[The problem]
I need the lines below from the one with "translated as well." down to the one with "changes were necessary." reproduced exactly, both ends included, and nothing else.

[Supplied material]
PR #3812, opened 2017-12-18
Delegate task form: Fix required input validation for the recipients field

phgross:
Set missing_value for the `responsible` field in the delegate task form, otherwise the `z3c.form.field.FieldWidgets.extract` those not raise an requiredinput validation error.

### DIFF
--- a/opengever/task/browser/delegate/metadata.py
+++ b/opengever/task/browser/delegate/metadata.py
@@ -12,6 +12,7 @@ from Products.statusmessages.interfaces import IStatusMessage
 from z3c.form.button import buttonAndHandler
 from z3c.form.field import Fields
 from z3c.form.form import Form
+from z3c.form.interfaces import IDataConverter
 from zope import schema
 from zope.interface import provider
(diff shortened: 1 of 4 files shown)


opengever/task/browser/delegate/metadata.py
```diff
@@ -93,15 +93,9 @@ def handle_cancel(self, action):
...
-        portal_state = getMultiAdapter((self.context, self.request),
-                                       name=u"plone_portal_state")
-        member = portal_state.member()
-        if not self.request.get('form.widgets.issuer', None):
-            self.request.set('form.widgets.issuer', [member.getId()])
-
-        super(UpdateMetadataForm, self).update()
+    def updateWidgets(self):
+        super(UpdateMetadataForm, self).updateWidgets()
+        self.widgets['issuer'].value = [api.user.get_current().getId()]
```
deiferni: you could use an `IDataConverter` here to guard against changes in the future, i.e. `widget.value = IDataConverter(widget).toWidgetValue(value)`.

PR #3813, opened 2017-12-18
Update lawgiver to newest version.

jone:
Update `ftw.lawgiver` to the newest version `1.13.0`.

**Restapi permissions:**
Since `ftw.lawgiver = 1.12.0` the restapi permissions are globally ignored by default. This means that lawgiver will not manage those permissions any workflow.
In GEVER we used to manage the permissions in the workflow, which is actually wrong, since it would lead to inconsistency in the API: a client could find ressources (by searching on root) which it would not be allowed to retrieve, since the local workflow would prohibit it.

We are updating our workflows to no longer manager restapi permissions.
Since only the meeting area is affected it is safe to update the security of those objects in an upgrade.

**Translations:**
With `ftw.lawgiver = 1.11.0` the proposed translations have changed: state-IDs are now translated as well.
We actually need to translate both, the workfow state ID and the workflow state title, since in Plone and in our code we use both to translate.
Therefore the translations were updated.


njohner:
Sure I'll look at it tonight or tomorrow morning

njohner:
While I'm at it should I do the others in that file?

PR #3815, opened 2017-12-18
Fix pre-filling committee group id in edit form.

deiferni:
This PR uses the widget to inject initial data instead of the request.

This is a better way of loading data especially since the data is set from a data converter which can also deal with vocabularies that have values that differ from their tokens.


deiferni:
@phgross please re-review, some more changes were necessary.

PR #3822, opened 2017-12-20
Add DocProperty ogg.document.version_number

### LINKED ISSUE #3791: Add DocProperty ogg.document.version_number.
`DefaultDocumentDocPropertyProvider` should be extended and also provide the current document version. The current version can be obtained from a `Document` with `get_current_version_id`. Name of the property: `ogg.document.version_number`.

Also update the docs: https://docs.onegovgever.ch/admin-manual/docproperties/list/#doc-properties-dokument.

njohner:
I decided to use `missing_as_zero=True` to have the property even when we are at version 0. This is not the default behavior for the `get_current_version_id` method.

resolves #3791


opengever/dossier/docprops.py
```diff
@@ -136,7 +136,7 @@ def _add_property(self, properties, name, value):
         If a namespace (NS) has been configured prefixes keys with that
         namespace.
         """
-        if not value:
+        if value == None:
```
deiferni: as `None` is a singleton you can (and should always) use `is None` i.e. identity instead of equality for such statements

njohner:
@deiferni Included your comment and updated the docs.

njohner:
@phgross 
All done and rebased on master.

deiferni:
@njohner please rebase and then merge. thanks!

Issue #3679, opened 2017-11-24
OGIP 17: Workflows for workspace family


jone:
### Principles and thoughts:
- The new workflows are built with `ftw.lawgiver`.
- We use different roles than the regular dossier workflows: the principle is that a workspace is closed by default (participants must be authorized first), whereas a dossier is open by default.

### Document workflow:
- We are using the standard document FTI, which has a dossier-optimized workflow.
- We can either use our own workflow (apply it with a placeful workflow policy) or extend the document workflow to support both in the same workflow.
- For now, we try to keep the same document workflow; this means
  - avoid placeful workflow policy for, as it complicates things
  - use non-conflicting role names in the workspace area
  - maybe rewrite the document workflow with lawgiver at some point

### New workflows:
- `opengever_workspace_root` -> `opengever.workspace.root` #3675
- `opengever_workspace` -> `opengever.workspace.workspace` #3676
- `opengever_workspace_folder` -> `opengever.workspace.folder` #3677

### Roles:
on workspaces root:
- `WorkspacesUser` (Teamräume Benutzer): makes the workspace root visible; allowing to activate the feature only for a certain group
- `WorkspacesCreator` (Teamräume Ersteller): is allowed to create new workspaces.
  - (base on `WorkspacesUser`)

on each workspace:
- `WorkspaceOwner` [1] (Federführung): `WorkspaceAdmin` + manage workspace (edit; close)
  - (base on `WorkspaceAdmin`)
- `WorkspaceAdmin` (Admin): `Contributor` + manage contributors
  - (base on `WorkspaceMember`)
- `WorkspaceMember` (Teammitglied): CRUD on workspace content
  - (base on `WorkspaceGuest`)
- `WorkspaceGuest` (Gast): read workspace content
- these roles base on each other, so that a user only has one of those 4 roles at a given time on a given context.

on folders:
- block inheriting roles so that a folder can be protected
- `WorkspaceOwner` and `WorkspaceAdmin` should probably always have access, I guess
- therefore configurable roles:
  - `WorkspaceMember`
  - `WorkspaceGuest`

### Questions:
- Which admin roles should have acces to the contents of the workspaces? (`Site Administrator`)

[1] We are not using the `Owner` role, so that we can grant permissions on workspace content to the workspace owner. This is not that easy possible with Plone's standard `Owner` role as it is treated specially.

### Todos

- [x] Extend the users in the fixture as necessary.
[...]

PR #3827, opened 2017-12-21
OGIP 17: Add workflows for workspaces and workspace roots

jone:
Implements parts of #3679

Changes:
- add workspace root workflow
- add workspace workflow
- add workspace folder workflow
- extend document workflow with workspace support:
  changes only affect workspace roles; we are not updating the security of non-workspace documents as it is too expensive.
- new roles for workspace module
- configuration of role appearance (sharing page)
- upgrades and tests

Roles / sharing page / permission mappings:
It is important that other workflows are not changed unnecesserily when new workflows are added. In order to achieve that, sharing page role permissions are ignored in workflows of other packages (e.g. committe workflow), so that those workflows do not change.
This is possible in combination with not having set any roles on the root (rolemap.xml); otherwise the roles would appear in the sharing page at least for manager user (we also want to avoid that so that managers cannot do stupid things).
This concept leads to a bit uf redundancy: the sharing page role permissions are repeatedly ignored for each workflow. I think this explicitness is necessery when we don't want to always update all workflows when adding roles. I think this is the best solution at the moment.

These upgrades wont affect existing gever objects.

bildschirmfoto 2017-12-21 um 10 52 23

bildschirmfoto 2017-12-21 um 10 53 13


sources.cfg
```diff
@@ -19,3 +21,5 @@ auto-checkout = ${buildout:development-packages}
 [branches]
 Products.LDAPUserFolder = ftw
 Products.LDAPMultiPlugins = ftw
+# https://github.com/4teamwork/ftw.lawgiver/pull/81
+ftw.lawgiver = jone-describe-roles-with-umlauts
```
jone: 🚧 https://github.com/4teamwork/ftw.lawgiver/pull/81

maethu: was approved ;-)

maethu:
@jone this is awesome!!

[Solution for this problem]
With `ftw.lawgiver = 1.11.0` the proposed translations have changed: state-IDs are now translated as well.
We actually need to translate both, the workfow state ID and the workflow state title, since in Plone and in our code we use both to translate.
Therefore the translations were updated.


njohner:
Sure I'll look at it tonight or tomorrow morning

njohner:
While I'm at it should I do the others in that file?

PR #3815, opened 2017-12-18
Fix pre-filling committee group id in edit form.

deiferni:
This PR uses the widget to inject initial data instead of the request.

This is a better way of loading data especially since the data is set from a data converter which can also deal with vocabularies that have values that differ from their tokens.


deiferni:
@phgross please re-review, some more changes were necessary.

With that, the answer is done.